DESCRIPTION OF THE TASK
Search the listing below for the word "truly" and copy each line where it appears.
-------- THE RECORDS
PR #397, opened 2017-04-03
Add MP3 support with libmpg123 (fixes #393)

### LINKED ISSUE #393: Gosu does not support MP3 files
```ruby
require "gosu"

class Window < Gosu::Window
	def initialize
		super(1000, 1000, false)
		Gosu::Song.new("test.mp3").play
	end
end

Window.new.show
```
Where test.mp3 is a fresh mp3 file from audacity, or a downloaded song.
Produces the following error
```
AL lib: (EE) LoadHrtf: Could not open default-44100.mhr
AL lib: (EE) GetHrtf: Incompatible format: 5.1 Side 44100hz
C:/Ruby23-x64/lib/ruby/gems/2.3.0/gems/gosu-0.11.3.1-x64-mingw32/lib/gosu/compat.rb:128:in `initialize': File contains data in an unknown format. (RuntimeError)
        from C:/Ruby23-x64/lib/ruby/gems/2.3.0/gems/gosu-0.11.3.1-x64-mingw32/lib/gosu/compat.rb:128:in "initialize"
        from audiotest.rb:6:in "new"
        from audiotest.rb:6:in "initialize"
        from audiotest.rb:10:in "new"
        from audiotest.rb:10:in "<main>"
```
Tried both 64 and 32 bit ruby, both latest gosu and gosu 0.10.7 which i had installed
Audio files and code works on Mac

jlnr:
This library looks like it will be pretty easy to integrate, let's give it a try.

- [x] Add `MPEGFile.hpp`
- [x] Bundle libmpg123.dll on Windows
- [x] Delay-load the library on Windows
- [x] Better logic for deciding whether a file is an MP3 file(?) (let's live with the try-catch hack for now)
- [x] Add mpg123 dependency to `.travis.yml`
- [ ] Update "Getting Started on Linux" page


Kjarrigan:
More stuff to rename in the Sound-Merge-Branch :roll_eyes: 
Don't forget to add an additional line in the LICENSES :smile:

Issue #317, opened 2016-02-20
Implement render-to-image / screenshot functionality


jlnr:
Maybe screenshots can be implemented with a few SDL 2 calls: http://stackoverflow.com/a/22339011

Inspired by this thread: https://www.libgosu.org/cgi-bin/mwf/topic_show.pl?tid=1265

jlnr:
Since Gosu does not use the SDL_Renderer_* family, it will take a bit more code than that :(

djzk:
Another feature I'd like to see :)

jlnr:
I think screenshots are a special case, and if we had `render { ... }` in addition to `record { ... }`, we could implement screenshots *and more* with that.

jlnr:
I can't really find a solution that's less convoluted than this... https://github.com/datenwolf/codesamples/blob/master/samples/OpenGL/minimalfbo/minimalfbo.c

Juksefantomet:
Might this be something of use? i might be off, and i see that it's mainly for windows platform, but if it's on the road in the right direction anything helps right? 👍 

https://github.com/jarmo/win32screenshot

jlnr:
Also check out this approach which uses the Ruby OpenGL libraries: https://www.reddit.com/r/gosu/comments/6wjjsr/saving_rendered_image/

Has been posted just three days ago :)

PR #402, opened 2017-05-04
Add Window#background_color

Kjarrigan:
While I looked through the code to remember how the rendering stuff works to figure out if [this](https://wiki.delphigl.com/index.php/Screenshot) would work as an easy screenshot command #317 I remembered an old wish of mine to change the window background color. And there right in the code was already a _clear_with_color_ variable - at least until I pulled the latest master. So this PR reverts some of the latest changes and provide a function to actually manipulate the _clear_with_color_-value.

I guess the rest is self-explaining.

### DIFF
--- a/Gosu/Graphics.hpp
+++ b/Gosu/Graphics.hpp
@@ -39,7 +39,7 @@ namespace Gosu
 
         //! Prepares the graphics object for drawing and then runs the rendering code in f.
         //! Nothing must be drawn outside of frame() and record().
-        void frame(const std::function<void ()>& f);
+        void frame(Gosu::Color clear_with_color, const std::function<void ()>& f);
         
         //! Flushes the Z queue to the screen and starts a new one.
         //! This can be useful to separate the Z queues of two parts of the game, e.g. the two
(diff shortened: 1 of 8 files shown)


jlnr:
I like the implementation (although RED is not a good default :P) but I don't think the feature is worth the extra callback. If the user wants a different background colour, they can fix it with a single `draw_rect` call. That's also why I've removed the argument to `frame`. Sorry, I'm going to defend Gosu's small interface here again :)

Kjarrigan:
Yeah the red was for testing if it works and somehow survived the cleanup :smile: No problem. I have some more ideas so plenty of chances to get something merged :grin:

akicho8:
I recently started using Gosu. However, I am having trouble figuring out how to change the background color, which is why I ended up here. I know that you can overwrite it by calling draw_rect, but isn't that a waste of processing if I could specify the color from the beginning?

jlnr:
Using `draw_rect` should not have a measurable impact on rendering. You can render tens of thousands of rectangles per frame even using old hardware. Also, I suspect that most game projects that are approaching completion will use background textures anyway, not solid colors.

akicho8:
Thank you for your prompt response!
I wasn't aware that draw_rect was that fast, even for filling the entire screen. I understand that the background would typically be texturized in most modern games, but my purpose for using Gosu is to simulate physical movements. Therefore, simply clearing the screen with a single color in the fastest way possible is more than enough for my needs. For now, I'm going to proceed with the method of using draw_rect.

PR #421, opened 2017-11-20
Audio Refactoring

jlnr:
The massive Audio.cpp file was a bit of an embarrassment, and got into the way of me understanding the two existing audio refactoring branches. So I've started a third branch! (Sorry @Kjarrigan 😅)

This branch aims to:
* Rename `SampleInstance` to `Channel`
* Add default constructors to `Sample`, but only in C++, like `Image`. `Song` does not receive a default constructor because it is non-copyable (not sure if this logic is sound)
* Refactor the awkward ALChannelManagement class into an encapsulated little thing
* Improve everything I could find on the way

It should not:
* Break Ruby backward compatibility
* Make anything thread-safe that wasn't thread-safe before (it's quite tempting!)
* Merge Song and Sample (I'll look into this after merging this PR)

More ideas:
* [x] `ChannelManagement.{hpp,cpp}` should probably be called `AudioImpl.{hpp,cpp}` to be more consistent with `GraphicsImpl.hpp`
* [x] Fix Travis on this branch, where I can comfortably force-push, and then cherry-pick this onto the fix before merging.


Kjarrigan:
Hi @jlnr ,

no problem. I have to apologize, that I never finished the audio branch (and some other stuff :cry:) Since my second daughters birth I hadn't much time. I try to follow the issues and commits but sadly can't do more atm. I hope in the not-to-far-future I can return to more regular contributions.

:+1: for your work

jlnr:
@Kjarrigan No need to apologize! :) There are plenty of useful commits in your branches, thanks for your work. I've been almost completely idle for the last months as well.

pmer:
Adding a default constructor for Song sounds good to me. 👌

lib/gosu/patches.rb
```diff
@@ -45,6 +45,11 @@ def eql?(other)
   end
 end
 
+module Gosu
+  # Backwards compatibility: Channel was called SampleInstance before Gosu 0.13.0.
+  SampleInstance = Channel
```
Kjarrigan: Just a minor nitpick - wouldn't it be better to move it to compat and use deprecate_const like we did it with the GOSU_COPYRIGHT_NOTICE?  And even if you don't like the deprecation warning it would be more consistent in the compat file because 

> # This whole file is about backward compatibility.

Otherwise nice job :smile:

jlnr: Oh wow, you are right. Thanks for pointing that out! Will fix it ASAP.

PR #422, opened 2017-11-26
Use stb_truetype for all text rendering

### LINKED ISSUE #359: Font.cpp: Use UCS-4 on all platforms, maybe precompose?
Gosu::Font assumes that every `wchar_t` in a string should be rendered as a single character. That leads to inconsistencies between UNIX (`wchar_t` = 32 bit) and Windows (`wchar_t` = 16 bit).

The correct fix would be to split the string into [grapheme clusters](http://unicode.org/reports/tr29/#Grapheme_Cluster_Boundaries), but I don't know if that is possible with Gosu's current dependencies (Win32 API, macOS API, iconv). It is also frustrating that the definition of a grapheme cluster changes every year. [This page looks completely different on macOS 10.11 and 10.12.](http://emojipedia.org/emoji-zwj-sequences/)

The next best thing is to convert the UTF-8 string into [precomposed code points](https://en.wikipedia.org/wiki/Precomposed_character). This avoids Ä being rendered as A¨ and also ensures that UTF-16 surrogates are not rendered as separate characters, as is the case on Windows right now.

And if precomposing is impossible without external dependencies, Gosu should at least use UCS-4 on Windows for consistency with UNIX.

jlnr:
Goals:

* [x] Add tests for text rendering – this is possible without render-to-image functionality, we can use `Image.from_text(...).save(...)`
* [x] Ditch macOS-/iOS-specific code by using [stb_truetype](https://github.com/nothings/stb/blob/master/stb_truetype.h)
* [x] Ditch Windows-specific code by using [stb_truetype](https://github.com/nothings/stb/blob/master/stb_truetype.h)
* [x] Ditch Linux-specific code by using [stb_truetype](https://github.com/nothings/stb/blob/master/stb_truetype.h)
* [ ] Make `Font` handle Unicode more sensibly by bundling & using [utf8proc](https://github.com/JuliaLang/utf8proc) (fixes #359)
* [ ] Specifically, replace `Font#[]=` by a block passed to the constructor, for example: `Font.new(...) { |grapheme| Image.new("glyphs/#{grapheme}.png") }`. The "default block" just happens to render the grapheme cluster using `Image.from_text`. This will also be the loophole to test grapheme cluster parsing—the block will be called once per cluster.
* [ ] Refactor markup handling, it's inefficient and probably buggy
* [ ] Make `register_entity` available in Ruby (it wasn't?!)
* [ ] Add `Font#draw_markup` and `Image.from_markup` as suggested in #304, but make these aliases for the existing methods for now; Gosu 1.0.0 will then introduce a difference


jlnr:
Idea: Gosu currently uses OS APIs to locate and render fonts when a non-filename is passed as the `font:` option. If we can lookup TTF files by font name, Gosu could use `stb_truetype` even for system fonts. On Linux, that probably involves using the `fontconfig` API: https://github.com/xbmc/fontconfig/blob/master/fc-match/fc-match.c

jlnr:
When I run this:

`ruby -rgosu -e 'Gosu::Image.from_text("Was <b>geht <i>alder</i></b>", 40, font: "Arial").save("test.png")'`

...the result does not look satisfactory on Linux:

test

I need to check if this is caused by a terrible version of arial.ttf being loaded (shouldn't be?) or if my rendering code is just bad.

jlnr:
This PR has been around long enough, I'll move the remaining bullet points into one or two separate branches.

PR #423, opened 2017-12-01
Get Gosu to work in Visual Studio 2015 x64

oli-obk:


jlnr:
Hmmm. I am using VS 2015 all the time, and it was my understanding that WIN32 is merely the name of the C-based API, not necessarily tied to the "bittiness" of the build. Does VS 2015 not set this `#define` for new projects?
Is this fix necessary for building from source, or for using the pre-built `.lib` files?

jlnr:
I am probably just going to merge this anyway (what could go wrong?), but I haven't played around with C++ Gosu on Windows for a while and I'm curious :)

oli-obk:
> it was my understanding that WIN32 is merely the name of the C-based API, not necessarily tied to the "bittiness" of the build

That's what I thought, too.

You can try undoing this change in https://github.com/oli-obk/dhbw-objektorientierung and see if the project compiles on your machine. As you can see in https://github.com/oli-obk/dhbw-objektorientierung/commits/oli-obk-patch-1 , it fails on travis if I undo the change.

pmer:
StackOverflow suggests that the _WIN32 macro is defined on both 32 and 64-bit builds.

https://stackoverflow.com/questions/17380340/win32-preprocessor-definition-in-64bit-windows-platform

Hmm, it's confusing that WIN32 and _WIN32 are different.

jlnr:
Well, it clearly doesn't hurt, so here comes the merge!

@oli-obk Are you using the pre-compiled .lib files that I push to GitHub? I've been wondering if I should continue to do so, or if C++ hackers are just going to compile them on their own anyway :)

oli-obk:
@jlnr yea we're using the pre-compiled .lib files. If I can get Gosu to compile as a dependency without any additional installations, I'll move away from that, because then I can put  this repository as a submodule into my repository and future updates become just a git pull instead of getting the zip, extracting, and making a new commit.

jlnr:
@oli-obk Hmmm, no idea how that could work as long as Gosu depends on SDL 2. You could add this [SDL git mirror](https://github.com/spurious/SDL-mirror) as another submodule, but I'm not sure how you would build it for Gosu to link against.

Anyway, great to hear that the `.lib` files actually work! I'll just keep uploading them for now, it's only a couple of extra clicks anyway.

PR #429, opened 2018-02-07
Refactor Gosu::Font

### LINKED ISSUE #359: Font.cpp: Use UCS-4 on all platforms, maybe precompose?

jlnr:
This PR aims to implement the following:

* [ ] Replace `Font#[]=` by a block passed to the constructor, for example: `Font.new(...) { |grapheme| Image.new("glyphs/#{grapheme}.png") }`.
  The "default block" just happens to render the grapheme cluster using Image.from_text.
* [ ] Make Font handle Unicode more sensibly by bundling & using [utf8proc](https://github.com/JuliaLang/utf8proc) (fixes #359)
* [ ] Decide what to do with font's default flags. Right now it is always bold - I think it shouldn't be, but Font.new should accept `bold: true, italic: true` as an argument (breaking change!)
* [x] Add unit tests

Since the markup handling is still based on `std::wstring`, not UTF-8, it will need to be refactored as well:

* [x] Refactor markup handling, it's inefficient and probably buggy
* [x] Remove &text_entity; functionality (which was never exposed to Ruby anyway)
* [ ] Add `Font#draw_markup` and `Image.from_markup` as suggested in #304, and remove markup handling from the current methods (breaking change)
* [ ] Add unit tests

Also:

* [x] Make sure CJK text still has moderately sane line breaks even in the absence of whitespace

Hrmph:

* [ ] Refactor new TTF code to add font fallback logic, otherwise CJK text can't be rendered using `Gosu.default_font_name` :/


jlnr:
Merging current progress to allow other PRs to be merged first – and also my work on https://github.com/gosu/motion-gosu/issues/6

PR #431, opened 2018-03-05
Implement Window.to_bitmap - Resolves #317

### LINKED ISSUE #317: Implement render-to-image / screenshot functionality

Kjarrigan:
Hi there,

finally had some tinkering time again and started looking at the screenshot again (via glReadPixels). Gave me a big headache but finally I think I'm kinda on the right way. Although it doens't work so far (I guess I messed up the colored channels/types) I want to share my general approach.

First things first - the naming... Tried quite a few things but in the end I always ended up creating a Gosu::Bitmap one way or the other and then saved it to disc, but then I thought - why should I do this - getting the bitmap is the hard part - let the user do the rest. With an acutal Bitmap (or Image in Ruby) object your far more flexible to do stuff. You could instantly reuse the image/subimage/resize it e.g. as Thumbnail for the Savegame-Slot without saving it to disc and then reload it. Or do some fancy filter effects. The saving can still easily be done by calling window.to_image.save("screenshot.bmp").

So hoping for feedback! I'm done for today but hope to get back to work tomorrow.

PS: The ASCII Art of the triangle from my simple test currently looks like this...

```
######################
#@                   #
#                    #
#        .iiii..iii.i#
#...i        iii     #
#        iii..ii..   #
#                    #
#  i.iii..ii..iii    #
#                    #
#.ii..iii:ii..       #
#          iiiii     #
#      @ iii..iiii.. #
#                    #
#  @ iii..iiii..i    #
#                  @ #
#iii..iiii..iii.i...i#
#              i.iii.#
#.iiii..iii.i...i    #
#    iii           @ #
#iii..iiii..         #
#              @ iii.#
######################
```

PPS: I also tried to implement the Macro.to_bitmap function (that's how I came up with Window.to_bitmap in the first place. But always got "No rendering queue". If the window part works I might do a follow up and try to fill that empty space too.)


Kjarrigan:
Update - not its working! Some small issues though. 

1) Of course you can only take a screenshot if the window is really drawn (so I needed two window.ticks and a short sleep to reliable pass the tests on my local pc)

2) I had to use the "expensive" set_pixel function, but I felt no delay in my tests so it might be no a issue at all. glReadPixel itself is stated as expensive operation, so....

3) The tests are really simple. Would be nice if someone could try this in his actual game with lots of drawn elements and updates.

The new bitmap operator is now obselete. I'll remove the commit in the final rebase.

Gosu/Bitmap.hpp
```diff
@@ -31,6 +31,11 @@ namespace Gosu
         : w(w), h(h), pixels(w * h, c)
         {
         }
+
+        Bitmap(unsigned w, unsigned h, std::vector<Color> pixels)
+        : w(w), h(h), pixels(pixels)
```
jlnr: Should call std::move on pixels to prevent a copy

ext/gosu/gosu.i
```diff
@@ -1014,6 +1014,12 @@ namespace Gosu
     {
         $self->Gosu::Window::close();
     }
+
+    Gosu::Image to_image()
```
jlnr: Huh, does that work? I think I'm returning `Gosu::Image*` in other places. Would be nice if it could all use the pointerless variant

ext/gosu/gosu.i
```diff
@@ -1014,6 +1014,12 @@ namespace Gosu
...
+    {
+        Gosu::Image image($self->to_bitmap());
```
jlnr: I don't think the temporary variable adds a lot here, better to just return Gosu::Image(...)

src/RubyGosu.cxx
```diff
@@ -11351,6 +11418,7 @@ _wrap_translate(int argc, VALUE *argv, VALUE self) {
 
 /* -------- TYPE CONVERSION AND EQUIVALENCE RULES (BEGIN) -------- */
 
+static swig_type_info _swigt__p_Gosu__Bitmap = {"_p_Gosu__Bitmap", "Gosu::Bitmap *", 0, 0, (void*)0, 0};
```
jlnr: If SWIG wants to add the Bitmap type, you might have forgotten to %ignore Window::to_bitmap somewhere - Bitmap should be invisible to Ruby

Gosu/Bitmap.hpp
jlnr: But it also doesn't look like you're using this new constructor :)

src/Window.cpp
```diff
@@ -331,6 +333,29 @@ void Gosu::Window::button_down(Button button)
     }
 }
 
+Gosu::Bitmap Gosu::Window::to_bitmap()
+{
+    ensure_current_context();
+
+    std::vector<Color> pixels(width()*height());
+    std::vector<Color::Channel> channels(width()*height()*4);
```
jlnr: From a performance POV it would be nicer to create the Bitmap first, then `glReadPixels` into the bitmap (it's designed to be compatible with GL_RGBA, see https://github.com/gosu/gosu/blob/master/src/TexChunk.cpp#L118), and then fix the bitmap's orientation by swapping each row with memcpy and a temporary buffer or plain XOR.

Gosu/Bitmap.hpp
jlnr: Ah, just saw your comment -- n/m

src/Window.cpp
Kjarrigan: I tried memcpy in my first few test and always got segmentation faults but might give it a second shot now that I know that glReadPixels is actually working and returning the right values.

src/RubyGosu.cxx
Kjarrigan: Yes - missed that ;-)

ext/gosu/gosu.i
Kjarrigan: Well - I got no errors, so I guess it works?

Gosu/Bitmap.hpp
Kjarrigan: Nope. Not any more. Tried different things with memcpy the data directly, which didn't worked. Then I tried this solution by assigning the pixels vector directly instead of using set_pixel, which didn't worked either...

Kjarrigan:
@jlnr Thanks for your response :+1: The current implementation acutally works although as stated might not be the most performant. But I'll try the memcpy approach again, now that I figured out the rest.

jlnr:
Hey, great to see another PR :) I agree that window.to_image.save(...) is the best interface for taking screenshots. I'm just a little nervous because you said it required two ticks *and* sleeping for a bit. My only real game doesn't compile right now, but I can try it with some other Ruby/Gosu stuff in the next days.

I think we should merge this branch ASAP just to be able to use it in tests, I could need some visual verification in my Font branch. If we can add a guideline for reliably taking screenshots (without sleeping :)) we can also advertise this as an experimental feature.

I wonder if we can also reuse this interface if we ever re-implement Window#to_image and Image.render using a proper offscreen buffer. Would it be too surprising if Window#to_image would just be shorthand for `render(self.width, self.height) { self.draw }` later? If you use `rand()` in `#draw` then it wouldn't save exactly what's shown on screen, but it would work in edge cases e.g. before the first frame is rendered.

Kjarrigan:
Well the sleep is actually only necessary in the test. If you start your game by window.show everything is rendered but at least at my pc if I call window.tick it didn't always shows a correctly rendered window. It flickered and was gone and so the glReadPixels returned only nonsense.

> I think we should merge this branch ASAP just to be able to use it in tests, I could need some visual verification in my Font branch. If we can add a guideline for reliably taking screenshots (without sleeping :)) we can also advertise this as an experimental feature.

FullACK. I guess thats one of the most requested features so I hope we get some feedback and yeah - the testsuite could grow quite a bit if this finally works.

> I wonder if we can also reuse this interface if we ever re-implement Window#to_image and Image.render using a proper offscreen buffer.

I hope so.

src/Window.cpp
Kjarrigan: Looked again at TexChunk and the docu. The problem is, that glReadPixels doesn't return a single uint32 containing the 4 channels but instead giving me 4 single bytes which i have to combine to a color first before assigning it to the bitmap. Would be cool to have something like Array.pack in Ruby to just squash them together or better making glReadPixels actually return the pixels as one value.

Kjarrigan:
Ok - now at least the testuite under Linux works (its still red because of some Font releated problems). Windows still has the missing opengl constant and mac can't compile at all, but I don't think it is related to this PR.

Kjarrigan:
Its really annoying.... the screenshot should help us test stuff we otherwise can't but its nearly impossble to get platform independet binary identical screenshots....the rendering on every system has some degree of choice how to actually render stuff. The gradients, diagonal lines argh.....The differences are usually really small - as human you can clearly detect it as "they are basically the same" but how to check for this on an automated test.

The colors in the gradients were all just a few bits off. The diagonals are just a (few) pixels off as well. See the attached image. (at appveyor the diagonal is "moved" 1px to the right)

@jlnr - now sure how to deal with that. For the pure screenshot function I would say its perfectly fine. But for the planned tests of all kinds of stuff this has to work somehow. Maybe I should look for an image diff tool that can handle differences up to a given delta...

dummy

Kjarrigan:
Yeah!!!!! @jlnr I finally did it....not perfect and up for review but it looks rather promising after all those failed builds....

Basically the screenshots works 100% perfect - WYSIWYG, but the tests have to ensure that what we mean is what we get and "meaning" has some room for interpretation depending on your platform. So the image diff with an threshold of 90% should compensate that.

The only thing that still bothers me is the double-tick-sleep thingy. Even the 1s is sometimes not enough for me if my system has high cpu-load. I can tell if the test fails beforehand because I can see the window not correctly rendering. Maybe we can just remove the tick-sleep as the testing system should have no ressource stealing side jobs and only focus on the one task we're giving it.

jlnr:
(y) I think this helper makes a lot of sense for screenshot tests. I was thinking that we could maybe get away with only tests that look the same on every computer, like drawing single-color quads that are perfectly aligned (`draw_rect`), lines that aren't diagonal etc., but we can't even test `draw_triangle` that way :/

Another approach I've seen is to color some parts of the screenshot pink (or another "magic" color), to indicate that they should be ignored during comparisons. Maybe we can mix and match both approaches later, or maybe it won't matter :)

jlnr:
Two more thoughts about `Window#to_image` for end users:

* I've read that glReadPixels on the primary renderbuffer is not quite reliable, and on some systems you could even end up reading data from overlapping windows. That sounds a little scary...I think I'm going to look into implementing a proper `render` method based on your current glReadPixels approach and an off-screen framebuffer. That would make the method more stable for end users *and* fix the tick-tick-sleep pattern in the tests.
* If we use offscreen rendering for taking screenshots (because it seems that this is considered the cleaner approach), is `Window#screenshot` maybe the more forward-looking name because we are not *really* copying window contents (in the future)?

lib/gosu/patches.rb
```diff
@@ -57,6 +57,31 @@ def tick
   end
 end
 
+class Gosu::Image
+  def ==(img)
```
jlnr: I don't think this should go into the public Gosu interface as `to_blob` will throw an exception for macros; and even if `to_blob` works on macros in the future (based on `render{}`), I'm not sure if a macro should be equal to an image just because it renders to the same pixel data at a given resolution.
Explicitly comparing `to_blob` avoids all of these issues.

lib/gosu/patches.rb
```diff
@@ -57,6 +57,31 @@ def tick
...
+    self.to_blob == img.to_blob
+  end
+
+  # Checks if two images are similar on a really basic level (check the difference of each channel)
+  def similar_to?(img, treshold=0.90)
```
jlnr: Typo: *`threshold`

I think `similar?(img)`  would be more in line with Ruby's `equal?`. And I don't think that this method is useful outside of tests, so it can go into the `test_helper.rb` file for now.

lib/gosu/patches.rb
jlnr: (And I realize that this means we should also kick `Image#==` out of `test_helper.rb`)

rdoc/gosu.rb
```diff
@@ -771,6 +771,18 @@ def show; end
     # @return [true, false] whether the {Window} should still be shown after this tick
     def tick; end
 
+    ##
+    # EXPERIMENTAL - MAY DISAPPEAR WITHOUT WARNING.
+    #
+    # Creates a Gosu::Image from the current framebuffer (aka Screenshot) which can then be used for various
+    # things most commonly save it to a file.
+    #
+    # Please provide us with feedback in the forum (https://www.libgosu.org/) or at github (https://github.com/gosu/gosu)
```
jlnr: * or on GitHub

src/Window.cpp
```diff
@@ -331,6 +332,34 @@ void Gosu::Window::button_down(Button button)
     }
 }
 
+Gosu::Bitmap Gosu::Window::to_bitmap()
+{
+    ensure_current_context();
+
+    Gosu::Bitmap bitmap(width(), height());
+#ifdef GL_UNSIGNED_INT_8_8_8_8_REV
+    std::vector<std::uint32_t> pixels(width()*height());
```
jlnr: +space around `*` and `<` in this method

Kjarrigan:
> I've read that glReadPixels on the primary renderbuffer is not quite reliable, and on some systems you could even end up reading data from overlapping windows. That sounds a little scary...

I think that might be the case only for overlapping windows of the same gosu-process but offscreen-rendering would definitely be the best approach. Wouldn't that also mean we could completely remove the whole Macro-Special code? Because we could render to an offscreen buffer and then read it back as "true" image so automagically gl-Blocks work and `draw_line` in `Window#draw `would be truly equal to a call in `Gosu#record` .

> Window#screenshot

.. is fine by me. Went a bit back and forth with the naming and just sticked to `to_image` as there was already an to_bitmap. Should the C++ interface still be `to_bitmap` or named screenshot as well?

> Another approach I've seen is to color some parts of the screenshot pink (or another "magic" color), to indicate that they should be ignored during comparisons. Maybe we can mix and match both approaches later, or maybe it won't matter :)

Never seen this approach but sounds reasonable to me. I'll think about this and the color could be another parameter so the bitmappers could use their pink and our default window could just use its black...

Pushed the chances and hopefully finally ready for merge :smile: Took me far longer than I thought, but I guess the brain mangling part is done. Now its just the cleanup :tada:

ext/gosu/gosu.i
```diff
@@ -1016,7 +1016,7 @@ namespace Gosu
         $self->Gosu::Window::close();
     }
 
-    Gosu::Image to_image()
+    Gosu::Image screenshot()
```
jlnr: 👍

jlnr:
Thanks again for the PR! Can't wait to write more tests :)

jlnr:
> Wouldn't that also mean we could completely remove the whole Macro-Special code? Because we could render to an offscreen buffer and then read it back as "true" image so automagically gl-Blocks work and draw_line in Window#drawwould be truly equal to a call in Gosu#record .

Macros are still useful if you want to render a large tiled map that would consume too much space if you used render-to-texture, and macros are also a bit like vector graphics because you can rotate and scale them without pixelation artifacts. It just means that the difference between `render` and `record` has to be much better documented (like so much in Gosu :/).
----------------
OUTPUT
I think that might be the case only for overlapping windows of the same gosu-process but offscreen-rendering would definitely be the best approach. Wouldn't that also mean we could completely remove the whole Macro-Special code? Because we could render to an offscreen buffer and then read it back as "true" image so automagically gl-Blocks work and `draw_line` in `Window#draw `would be truly equal to a call in `Gosu#record` .
> Wouldn't that also mean we could completely remove the whole Macro-Special code? Because we could render to an offscreen buffer and then read it back as "true" image so automagically gl-Blocks work and draw_line in Window#drawwould be truly equal to a call in Gosu#record .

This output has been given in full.